### Task to complete
Please copy all of the records exactly, leaving nothing out.

### Exercise input
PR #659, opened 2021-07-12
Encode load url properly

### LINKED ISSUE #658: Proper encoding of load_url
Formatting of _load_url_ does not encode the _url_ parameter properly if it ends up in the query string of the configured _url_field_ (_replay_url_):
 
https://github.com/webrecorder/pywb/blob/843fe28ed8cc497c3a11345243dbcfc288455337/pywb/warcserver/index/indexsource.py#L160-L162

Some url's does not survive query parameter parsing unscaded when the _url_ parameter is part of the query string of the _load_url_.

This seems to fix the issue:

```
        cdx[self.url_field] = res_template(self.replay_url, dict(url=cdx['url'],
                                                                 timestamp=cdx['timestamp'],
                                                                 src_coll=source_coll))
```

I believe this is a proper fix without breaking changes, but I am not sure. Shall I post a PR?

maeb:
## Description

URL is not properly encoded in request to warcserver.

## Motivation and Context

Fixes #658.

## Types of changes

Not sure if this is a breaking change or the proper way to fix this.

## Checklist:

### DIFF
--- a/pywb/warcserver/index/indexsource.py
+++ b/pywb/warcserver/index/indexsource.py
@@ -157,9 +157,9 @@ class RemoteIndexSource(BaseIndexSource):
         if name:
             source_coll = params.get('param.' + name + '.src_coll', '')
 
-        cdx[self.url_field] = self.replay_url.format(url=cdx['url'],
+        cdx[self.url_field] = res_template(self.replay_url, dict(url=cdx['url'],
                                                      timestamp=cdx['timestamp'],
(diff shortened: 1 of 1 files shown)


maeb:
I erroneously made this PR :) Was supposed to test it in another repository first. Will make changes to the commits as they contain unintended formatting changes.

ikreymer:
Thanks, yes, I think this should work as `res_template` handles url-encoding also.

### Exercise output
PR #659, opened 2021-07-12
Encode load url properly

### LINKED ISSUE #658: Proper encoding of load_url
Formatting of _load_url_ does not encode the _url_ parameter properly if it ends up in the query string of the configured _url_field_ (_replay_url_):
 
https://github.com/webrecorder/pywb/blob/843fe28ed8cc497c3a11345243dbcfc288455337/pywb/warcserver/index/indexsource.py#L160-L162

Some url's does not survive query parameter parsing unscaded when the _url_ parameter is part of the query string of the _load_url_.

This seems to fix the issue:

```
        cdx[self.url_field] = res_template(self.replay_url, dict(url=cdx['url'],
                                                                 timestamp=cdx['timestamp'],
                                                                 src_coll=source_coll))
```

I believe this is a proper fix without breaking changes, but I am not sure. Shall I post a PR?

maeb:
## Description

URL is not properly encoded in request to warcserver.

## Motivation and Context

Fixes #658.

## Types of changes

Not sure if this is a breaking change or the proper way to fix this.

## Checklist:

### DIFF
--- a/pywb/warcserver/index/indexsource.py
+++ b/pywb/warcserver/index/indexsource.py
@@ -157,9 +157,9 @@ class RemoteIndexSource(BaseIndexSource):
         if name:
             source_coll = params.get('param.' + name + '.src_coll', '')
 
-        cdx[self.url_field] = self.replay_url.format(url=cdx['url'],
+        cdx[self.url_field] = res_template(self.replay_url, dict(url=cdx['url'],
                                                      timestamp=cdx['timestamp'],
(diff shortened: 1 of 1 files shown)


maeb:
I erroneously made this PR :) Was supposed to test it in another repository first. Will make changes to the commits as they contain unintended formatting changes.

ikreymer:
Thanks, yes, I think this should work as `res_template` handles url-encoding also.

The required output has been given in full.